(Beginning of AVAILABLE DATA)
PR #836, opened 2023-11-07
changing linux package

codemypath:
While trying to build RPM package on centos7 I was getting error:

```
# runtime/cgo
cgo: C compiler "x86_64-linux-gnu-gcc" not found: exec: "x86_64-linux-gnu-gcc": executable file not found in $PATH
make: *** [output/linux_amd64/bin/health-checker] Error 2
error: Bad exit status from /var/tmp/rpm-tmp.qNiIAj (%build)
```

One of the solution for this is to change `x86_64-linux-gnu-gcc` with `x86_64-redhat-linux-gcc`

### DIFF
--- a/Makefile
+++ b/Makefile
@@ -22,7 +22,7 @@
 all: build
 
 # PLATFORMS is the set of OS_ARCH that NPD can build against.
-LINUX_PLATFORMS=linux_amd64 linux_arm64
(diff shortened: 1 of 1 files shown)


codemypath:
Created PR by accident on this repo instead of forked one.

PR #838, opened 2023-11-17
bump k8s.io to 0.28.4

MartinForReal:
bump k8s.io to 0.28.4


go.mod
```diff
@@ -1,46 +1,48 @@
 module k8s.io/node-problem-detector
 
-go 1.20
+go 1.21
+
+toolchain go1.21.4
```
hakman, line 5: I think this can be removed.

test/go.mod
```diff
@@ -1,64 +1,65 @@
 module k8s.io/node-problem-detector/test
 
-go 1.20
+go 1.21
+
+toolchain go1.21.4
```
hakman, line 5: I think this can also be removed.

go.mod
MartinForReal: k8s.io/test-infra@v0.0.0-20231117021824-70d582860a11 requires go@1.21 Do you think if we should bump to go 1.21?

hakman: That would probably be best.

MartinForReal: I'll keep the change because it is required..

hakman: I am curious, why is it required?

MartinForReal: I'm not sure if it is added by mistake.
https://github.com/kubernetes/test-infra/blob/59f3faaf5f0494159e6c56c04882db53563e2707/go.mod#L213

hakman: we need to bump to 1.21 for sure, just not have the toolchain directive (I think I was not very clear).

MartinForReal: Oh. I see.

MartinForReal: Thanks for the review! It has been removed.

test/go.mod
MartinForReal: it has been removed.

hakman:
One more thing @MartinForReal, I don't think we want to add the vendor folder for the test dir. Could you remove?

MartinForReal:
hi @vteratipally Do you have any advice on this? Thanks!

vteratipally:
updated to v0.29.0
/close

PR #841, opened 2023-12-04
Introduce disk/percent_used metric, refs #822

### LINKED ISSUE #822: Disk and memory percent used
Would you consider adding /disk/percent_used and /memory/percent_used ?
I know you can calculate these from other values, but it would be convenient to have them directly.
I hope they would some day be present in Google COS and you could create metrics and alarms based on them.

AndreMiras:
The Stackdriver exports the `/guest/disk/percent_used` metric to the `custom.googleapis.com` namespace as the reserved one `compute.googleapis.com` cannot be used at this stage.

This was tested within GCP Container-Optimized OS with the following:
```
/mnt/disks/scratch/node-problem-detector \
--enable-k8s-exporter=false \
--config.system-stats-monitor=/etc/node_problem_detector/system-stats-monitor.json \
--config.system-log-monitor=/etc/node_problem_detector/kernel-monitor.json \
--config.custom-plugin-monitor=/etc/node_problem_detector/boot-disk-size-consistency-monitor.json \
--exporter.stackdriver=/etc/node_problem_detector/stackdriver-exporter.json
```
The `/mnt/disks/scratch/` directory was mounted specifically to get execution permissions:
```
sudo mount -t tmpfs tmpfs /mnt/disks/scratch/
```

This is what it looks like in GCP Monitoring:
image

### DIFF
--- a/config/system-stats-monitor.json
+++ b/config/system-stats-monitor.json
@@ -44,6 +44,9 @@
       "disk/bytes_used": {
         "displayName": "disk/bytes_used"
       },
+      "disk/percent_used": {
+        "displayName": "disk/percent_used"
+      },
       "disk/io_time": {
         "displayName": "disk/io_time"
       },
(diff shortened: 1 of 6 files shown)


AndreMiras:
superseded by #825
(End of AVAILABLE DATA)
(Beginning of AVAILABLE DATA)
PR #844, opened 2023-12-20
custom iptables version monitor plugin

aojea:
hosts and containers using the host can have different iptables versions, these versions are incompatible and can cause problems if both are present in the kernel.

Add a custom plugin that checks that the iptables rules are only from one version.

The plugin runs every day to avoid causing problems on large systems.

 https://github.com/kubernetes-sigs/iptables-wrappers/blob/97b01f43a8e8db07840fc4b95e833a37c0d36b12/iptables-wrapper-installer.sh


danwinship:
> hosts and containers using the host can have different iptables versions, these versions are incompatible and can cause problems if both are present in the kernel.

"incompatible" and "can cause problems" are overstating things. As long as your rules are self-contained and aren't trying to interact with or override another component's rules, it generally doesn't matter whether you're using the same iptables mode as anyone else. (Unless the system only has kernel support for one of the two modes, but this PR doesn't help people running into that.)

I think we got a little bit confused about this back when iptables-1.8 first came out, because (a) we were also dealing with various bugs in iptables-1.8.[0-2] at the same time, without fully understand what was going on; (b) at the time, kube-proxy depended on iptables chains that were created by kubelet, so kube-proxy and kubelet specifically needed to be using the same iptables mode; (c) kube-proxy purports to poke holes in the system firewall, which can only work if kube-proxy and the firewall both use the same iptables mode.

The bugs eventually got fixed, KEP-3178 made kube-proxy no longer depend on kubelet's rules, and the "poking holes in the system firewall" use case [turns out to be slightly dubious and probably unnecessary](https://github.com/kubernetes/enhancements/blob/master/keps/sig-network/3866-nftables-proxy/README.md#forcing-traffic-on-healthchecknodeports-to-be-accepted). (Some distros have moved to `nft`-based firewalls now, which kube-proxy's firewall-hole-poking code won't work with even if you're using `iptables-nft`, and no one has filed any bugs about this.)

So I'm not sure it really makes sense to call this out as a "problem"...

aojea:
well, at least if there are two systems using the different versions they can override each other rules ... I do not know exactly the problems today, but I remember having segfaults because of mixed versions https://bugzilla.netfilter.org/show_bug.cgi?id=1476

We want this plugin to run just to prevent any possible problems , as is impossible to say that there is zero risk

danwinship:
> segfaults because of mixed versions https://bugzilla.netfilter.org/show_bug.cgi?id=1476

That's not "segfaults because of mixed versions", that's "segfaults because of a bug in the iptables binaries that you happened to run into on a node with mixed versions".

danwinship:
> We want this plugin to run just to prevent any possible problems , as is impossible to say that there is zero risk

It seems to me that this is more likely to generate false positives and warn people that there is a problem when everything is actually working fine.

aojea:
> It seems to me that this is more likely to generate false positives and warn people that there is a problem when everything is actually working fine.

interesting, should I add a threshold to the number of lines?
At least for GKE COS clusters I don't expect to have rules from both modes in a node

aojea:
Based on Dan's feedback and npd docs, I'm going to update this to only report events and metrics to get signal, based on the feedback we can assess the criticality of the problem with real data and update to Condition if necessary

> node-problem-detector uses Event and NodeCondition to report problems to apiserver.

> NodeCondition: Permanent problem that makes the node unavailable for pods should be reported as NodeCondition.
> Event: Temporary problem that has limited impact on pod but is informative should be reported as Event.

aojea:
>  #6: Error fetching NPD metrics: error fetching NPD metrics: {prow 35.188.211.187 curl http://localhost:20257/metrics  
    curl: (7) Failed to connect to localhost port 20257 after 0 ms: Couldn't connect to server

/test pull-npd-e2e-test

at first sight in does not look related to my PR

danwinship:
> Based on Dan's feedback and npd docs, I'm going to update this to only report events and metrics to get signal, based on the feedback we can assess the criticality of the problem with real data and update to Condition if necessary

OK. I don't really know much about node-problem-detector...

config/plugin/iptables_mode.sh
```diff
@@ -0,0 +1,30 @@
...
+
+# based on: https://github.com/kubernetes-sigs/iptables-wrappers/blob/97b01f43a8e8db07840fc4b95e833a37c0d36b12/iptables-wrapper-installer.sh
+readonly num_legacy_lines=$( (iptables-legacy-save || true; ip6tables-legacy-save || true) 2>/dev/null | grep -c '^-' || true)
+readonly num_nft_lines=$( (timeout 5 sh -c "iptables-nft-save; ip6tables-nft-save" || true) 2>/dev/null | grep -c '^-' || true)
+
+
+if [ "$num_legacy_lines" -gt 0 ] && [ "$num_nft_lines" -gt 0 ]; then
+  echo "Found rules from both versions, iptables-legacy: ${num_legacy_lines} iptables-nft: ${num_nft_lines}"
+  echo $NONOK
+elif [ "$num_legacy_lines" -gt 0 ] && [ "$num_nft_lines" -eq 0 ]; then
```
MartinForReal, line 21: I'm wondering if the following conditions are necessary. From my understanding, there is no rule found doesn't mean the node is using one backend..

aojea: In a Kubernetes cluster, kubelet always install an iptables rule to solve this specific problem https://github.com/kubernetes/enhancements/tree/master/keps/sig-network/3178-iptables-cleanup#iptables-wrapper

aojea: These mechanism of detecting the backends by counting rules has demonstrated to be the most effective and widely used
(End of AVAILABLE DATA)
• ABOUT THIS EXERCISE: Of all the entries above, repeat only the lines from the line that has "PR #836, opened 2023-11-07" to the line that has "hakman: I am curious, why is it required?", both lines included, exactly.

• ANSWER BOX:
PR #836, opened 2023-11-07
changing linux package

codemypath:
While trying to build RPM package on centos7 I was getting error:

```
# runtime/cgo
cgo: C compiler "x86_64-linux-gnu-gcc" not found: exec: "x86_64-linux-gnu-gcc": executable file not found in $PATH
make: *** [output/linux_amd64/bin/health-checker] Error 2
error: Bad exit status from /var/tmp/rpm-tmp.qNiIAj (%build)
```

One of the solution for this is to change `x86_64-linux-gnu-gcc` with `x86_64-redhat-linux-gcc`

### DIFF
--- a/Makefile
+++ b/Makefile
@@ -22,7 +22,7 @@
 all: build
 
 # PLATFORMS is the set of OS_ARCH that NPD can build against.
-LINUX_PLATFORMS=linux_amd64 linux_arm64
(diff shortened: 1 of 1 files shown)


codemypath:
Created PR by accident on this repo instead of forked one.

PR #838, opened 2023-11-17
bump k8s.io to 0.28.4

MartinForReal:
bump k8s.io to 0.28.4


go.mod
```diff
@@ -1,46 +1,48 @@
 module k8s.io/node-problem-detector
 
-go 1.20
+go 1.21
+
+toolchain go1.21.4
```
hakman, line 5: I think this can be removed.

test/go.mod
```diff
@@ -1,64 +1,65 @@
 module k8s.io/node-problem-detector/test
 
-go 1.20
+go 1.21
+
+toolchain go1.21.4
```
hakman, line 5: I think this can also be removed.

go.mod
MartinForReal: k8s.io/test-infra@v0.0.0-20231117021824-70d582860a11 requires go@1.21 Do you think if we should bump to go 1.21?

hakman: That would probably be best.

MartinForReal: I'll keep the change because it is required..

hakman: I am curious, why is it required?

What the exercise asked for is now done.